Records to process:
Issue #171, opened 2018-07-18
Provide documentation around what is/what is not included in the library re: data persistence


afeld:
In the documentation and examples, I didn't see any recommendations around how to handle persistence, or even retrieval of the form data. Haven't actually poked around at the code to try and retrieve it, but any tips that could be added to the docs?

afeld:
Ah! Now seeing the mention of Redux in [the documentation](https://github.com/usds/us-forms-system/blob/master/docs/building-a-form/about-the-us-forms-system-library.md#how-us-forms-system-uses-rjsf), and the state structure in the [starter app](https://github.com/usds/us-forms-system-starter-app):

<img width="841" alt="screen shot 2018-07-17 at 10 48 36 pm" src="https://user-images.githubusercontent.com/86842/42856581-d6f3efa4-8a13-11e8-8671-ec05f4f1dbf3.png">

That might be a good thing to elaborate on in the docs, and then maybe just reference other documentation around how to persist data from Redux generally.

afeld:
Was also looking at [Redux Form](https://redux-form.com/) - curious how much overlap that has here.

annekainicUSDS:
Hi @afeld, thanks for this feedback! I agree, our docs could be more explicit about how we're using Redux. We're actively working on reorganizing and improving our docs right now, so this would be a good thing to include in that work. I will add this to our project board to keep track of.

jcmeloni-usds:
I failed to write anything about this.  It would be worth writing a brief entry in the library docs itself, maybe a paragraph or so, about current state and potential future state.

annekainicUSDS:
Add a link in our docs of the VA's implementation of retrieving form data with a brief description of how it works.

dmethvin-gov:
The VA pages wrap the form with [RoutedSavableApp](https://github.com/department-of-veterans-affairs/vets-website/blob/8042318adfb2130caebc9771373f4ab936e16784/src/platform/forms/save-in-progress/RoutedSavableApp.jsx) which provides data persistence and things like the "Are you sure you want to leave?" prompt if they try to navigate away from the page.

PR #187, opened 2018-07-24
[Ready for review] Edit conceptual info

bernars-usa:
This is a branch off of #186, which is where @annekainicUSDS took a huge step in improving the conceptual information about the library. This PR just fine-tunes that work a bit.


docs/README.md
```diff
@@ -12,6 +12,6 @@
   - [Available widgets](building-a-form/available-widgets.md)
   - [Common definitions](building-a-form/common-definitions.md)
   - [Common patterns for building forms](building-a-form/common-patterns-for-building-forms.md)
-  - [Creating custom fields and widgets](building-a-form/creating-custom-fields-and-widgets.md)
-- [How the library works](how-the-library-works/README.md)
```
annekainicUSDS: One thought about removing this topic on "How the library works": I was imagining other topics could go in here in the future. For example, in order to address [this ticket](https://github.com/usds/us-forms-system/issues/171), I was going to add a topic on how USFS uses Redux, and I assumed it would fit into a "How the library works" category, but curious on your thoughts here.

docs/customizing-the-library/creating-custom-fields-and-widgets.md
```diff
@@ -1,5 +1,7 @@
 # Creating custom fields and widgets
 
+You can customize the base library in order to build web-based forms using React and the JSON Schema standard.
```
annekainicUSDS: I think perhaps the more specific use case here is: "You can customize the base library in order to satisfy the unique requirements of your particular form." Or something like that. Not that it just lets you build web-based forms, because the base library lets you do that, but so that you can do specific things that aren't required in the base library. It's a little reductive, but at least it's more accurate. Let me know if that makes sense!

bernars-usa: Yeah, thank you, I tried to bulk this up but was going to ask you for more info. This is great!

docs/README.md
bernars-usa: I can help think through where to put that information. We really need these three different maps (sections) for these distinct audiences:

- People just introducing themselves to the library (Getting started)
- People who have everything set up and are building basic forms with no customizations (Building a form)
- People who are not only building forms, but building customizations on top of the library (Customizing the library)

These are what equate to "Beginner, Intermediate, and Advanced." Users do not self-identify into those groups accurately, so you have to be very explicit about the use cases.

bernars-usa:
Ok, this is ready for review! I moved some things around to get the new "Customizing the library" map topic, and did a copy edit of the new content @annekainicUSDS added (you can see that on it's own in https://github.com/usds/us-forms-system/pull/187/commits/39c9b7c490d82ca9dc6a279760a795cb06e9da66). Let me know if you have any questions!

docs/README.md
annekainicUSDS: I guess to me "Customizing the library" feels like a topic within a larger category of advanced things someone might need to know about potentially. For example, I can foresee future topics within an advanced category related to adding features for prefill and save in progress or how the state model works.

bernars-usa: > I can foresee future topics within an advanced category related to adding features for prefill and save in progress or how the state model works.

Definitely. We're eventually going to want to break up "Building a form" more, depending on future improvements to the library.

docs/customizing-the-library/creating-custom-fields-and-widgets.md
```diff
@@ -8,7 +10,7 @@
 
 ### How us-forms-system uses rjsf
 
-The us-forms-system code uses rjsf to render form fields, but it builds a scaffolding on top of it to support multi-page forms and our common form patterns. Additionally, us-forms-system uses rjsf to create a form configuration spec that allows devs to specify the structure of one of our multi-page forms.
+The us-forms-system code uses rjsf to render form fields, but it builds a scaffolding on top of it to support multi-page forms and our common form patterns. Additionally, us-forms-system uses rjsf to create a form configuration spec that allows developers to specify the structure of a multi-page form.
```
dmethvin-gov: The "our common form patterns" supposes a particular use case so I'd pull out "our".

docs/README.md
annekainicUSDS: Okay that makes sense! Sounds good :)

Required work: The data should be printed again exactly, line for line.

Exercise output:
Issue #171, opened 2018-07-18
Provide documentation around what is/what is not included in the library re: data persistence


afeld:
In the documentation and examples, I didn't see any recommendations around how to handle persistence, or even retrieval of the form data. Haven't actually poked around at the code to try and retrieve it, but any tips that could be added to the docs?

afeld:
Ah! Now seeing the mention of Redux in [the documentation](https://github.com/usds/us-forms-system/blob/master/docs/building-a-form/about-the-us-forms-system-library.md#how-us-forms-system-uses-rjsf), and the state structure in the [starter app](https://github.com/usds/us-forms-system-starter-app):

<img width="841" alt="screen shot 2018-07-17 at 10 48 36 pm" src="https://user-images.githubusercontent.com/86842/42856581-d6f3efa4-8a13-11e8-8671-ec05f4f1dbf3.png">

That might be a good thing to elaborate on in the docs, and then maybe just reference other documentation around how to persist data from Redux generally.

afeld:
Was also looking at [Redux Form](https://redux-form.com/) - curious how much overlap that has here.

annekainicUSDS:
Hi @afeld, thanks for this feedback! I agree, our docs could be more explicit about how we're using Redux. We're actively working on reorganizing and improving our docs right now, so this would be a good thing to include in that work. I will add this to our project board to keep track of.

jcmeloni-usds:
I failed to write anything about this.  It would be worth writing a brief entry in the library docs itself, maybe a paragraph or so, about current state and potential future state.

annekainicUSDS:
Add a link in our docs of the VA's implementation of retrieving form data with a brief description of how it works.

dmethvin-gov:
The VA pages wrap the form with [RoutedSavableApp](https://github.com/department-of-veterans-affairs/vets-website/blob/8042318adfb2130caebc9771373f4ab936e16784/src/platform/forms/save-in-progress/RoutedSavableApp.jsx) which provides data persistence and things like the "Are you sure you want to leave?" prompt if they try to navigate away from the page.

PR #187, opened 2018-07-24
[Ready for review] Edit conceptual info

bernars-usa:
This is a branch off of #186, which is where @annekainicUSDS took a huge step in improving the conceptual information about the library. This PR just fine-tunes that work a bit.


docs/README.md
```diff
@@ -12,6 +12,6 @@
   - [Available widgets](building-a-form/available-widgets.md)
   - [Common definitions](building-a-form/common-definitions.md)
   - [Common patterns for building forms](building-a-form/common-patterns-for-building-forms.md)
-  - [Creating custom fields and widgets](building-a-form/creating-custom-fields-and-widgets.md)
-- [How the library works](how-the-library-works/README.md)
```
annekainicUSDS: One thought about removing this topic on "How the library works": I was imagining other topics could go in here in the future. For example, in order to address [this ticket](https://github.com/usds/us-forms-system/issues/171), I was going to add a topic on how USFS uses Redux, and I assumed it would fit into a "How the library works" category, but curious on your thoughts here.

docs/customizing-the-library/creating-custom-fields-and-widgets.md
```diff
@@ -1,5 +1,7 @@
 # Creating custom fields and widgets
 
+You can customize the base library in order to build web-based forms using React and the JSON Schema standard.
```
annekainicUSDS: I think perhaps the more specific use case here is: "You can customize the base library in order to satisfy the unique requirements of your particular form." Or something like that. Not that it just lets you build web-based forms, because the base library lets you do that, but so that you can do specific things that aren't required in the base library. It's a little reductive, but at least it's more accurate. Let me know if that makes sense!

bernars-usa: Yeah, thank you, I tried to bulk this up but was going to ask you for more info. This is great!

docs/README.md
bernars-usa: I can help think through where to put that information. We really need these three different maps (sections) for these distinct audiences:

- People just introducing themselves to the library (Getting started)
- People who have everything set up and are building basic forms with no customizations (Building a form)
- People who are not only building forms, but building customizations on top of the library (Customizing the library)

These are what equate to "Beginner, Intermediate, and Advanced." Users do not self-identify into those groups accurately, so you have to be very explicit about the use cases.

bernars-usa:
Ok, this is ready for review! I moved some things around to get the new "Customizing the library" map topic, and did a copy edit of the new content @annekainicUSDS added (you can see that on it's own in https://github.com/usds/us-forms-system/pull/187/commits/39c9b7c490d82ca9dc6a279760a795cb06e9da66). Let me know if you have any questions!

docs/README.md
annekainicUSDS: I guess to me "Customizing the library" feels like a topic within a larger category of advanced things someone might need to know about potentially. For example, I can foresee future topics within an advanced category related to adding features for prefill and save in progress or how the state model works.

bernars-usa: > I can foresee future topics within an advanced category related to adding features for prefill and save in progress or how the state model works.

Definitely. We're eventually going to want to break up "Building a form" more, depending on future improvements to the library.

docs/customizing-the-library/creating-custom-fields-and-widgets.md
```diff
@@ -8,7 +10,7 @@
 
 ### How us-forms-system uses rjsf
 
-The us-forms-system code uses rjsf to render form fields, but it builds a scaffolding on top of it to support multi-page forms and our common form patterns. Additionally, us-forms-system uses rjsf to create a form configuration spec that allows devs to specify the structure of one of our multi-page forms.
+The us-forms-system code uses rjsf to render form fields, but it builds a scaffolding on top of it to support multi-page forms and our common form patterns. Additionally, us-forms-system uses rjsf to create a form configuration spec that allows developers to specify the structure of a multi-page form.
```
dmethvin-gov: The "our common form patterns" supposes a particular use case so I'd pull out "our".

docs/README.md
annekainicUSDS: Okay that makes sense! Sounds good :)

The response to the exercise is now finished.